In December 2008, the Canadian company SENSIENT FLAVORS, supplier of raw materials for powdered orange flavouring, communicated that the head office in Indianapolis, Ohio, U.S.A. was forbidding them to sell supplies to Cuba. • The Canadian Sethness Products Company informed the directors of CORACAN that they could not continue supplying the powdered caramel colouring as per instructions from the head office in Chicago in the US. • In March 2009, LACTALIS USA, US branch of the French giant Lactalis, producer of cheeses and dairy products, was sanctioned by the Office of Foreign Assets Control of the US Treasury Department (OFAC) with a fine of 20,950 dollars because they had not fulfilled the blockade regulations of “making electronic financial transfers in which Cuba, or a Cuban citizen with interest, between February 2004 and March 2007”. This was the first penalty imposed by the OFAC since President Obama’s arrival in the White House.
Cuban teachers and professors have no access to an up-to-date bibliography of US writers or research centres since the publishing houses of that country and the branches in other countries refuse to sell them to Cuba. The acquisition of these materials in distant markets adds high costs for freight charges. • It is impossible for Cuba to acquire a group of psycho-educational instruments corresponding to the WPPISI, WAIS and GRACE techniques that are used to determine levels of intellectual, emotional and motor development in children, adolescents and young people with special education needs, due to the fact that said instruments come from the United States. • - Access to the Internet, an essential tool for universities, is limited due to the fact that the American government prohibits Cuban access to undersea cables and the technologies that would allow the broad band to be available to a significant extent in the country.
The School of Economy at the University of Havana needs to renovate three elevators. To do so it needs to acquire GAL and ECI parts from Canada. During 2008, negotiations went on with a Canadian firm that sent an offer for the amount of 11,318 dollars. However, after signing the contract and opening a letter of credit, the purchase could not go through because 100% of the components originate in the USA and the manufacturer refused to make the sale to Cuba because of the blockade. The operation was carried out later with another supplier, at a cost of 200% more than the earlier offer. • - The Instituto Cubano de Arte e Industria Cinematográficos (Cuban Institute of Cinema Art and Industry) (ICAIC) faces significant limitations in distribution, exhibition, restoration and preservation of its film heritage as the result of the impossibility of acquiring equipment, technology, spare parts and materials that are vital to the development of these activities.
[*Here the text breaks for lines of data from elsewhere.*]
PR #354, opened 2023-11-05
 Many to One issue - invalid relation type 

fogelito:
Many to One issue - invalid relation type
From Sentry, with no specific issue, this is supposed to solve people getting 500 errors on update relations


stnguyen90:
@fogelito is there any related github issue for this?

fogelito:
Can't point to an issue since we fish it from Sentry

fogelito:
Closing this PR it looks like the input for unset a relation (object) should be null, not an empty array in this case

It is practically impossible to buy these media outside of the US; and media that can be obtained, via third parties, are much more expensive.
Last March 20, General Cable Inc., a company selling electrical materials, indicated that it could not establish commercial relations with Cuba because it had not been informed about any change in the trade relations between Cuba and the United States. With that, they backed up their answer saying that “(…) unfortunately, due to the international laws established by the US State Department, it is not allowed to establish commercial relations with Cuba at this time”. • - The network of national roads has 2,886.3 kilometres in average and poor condition. To be repaired, we need 327.9 million dollars and 600.0 million dollars to construct the remaining sections of the National Highway. However, Cuba cannot accede to the funding authorized by the World Bank, such as the Inter-American Development Bank, for this kind of infra-structure, bearing in mind that these bodies are controlled by the US. According to the body’s Web-site, just between November 2007 and April 2009, the Inter-American Development Bank authorized funds for infrastructure projects in Latin American and Caribbean countries for a total of 750 million 930 thousand dollars.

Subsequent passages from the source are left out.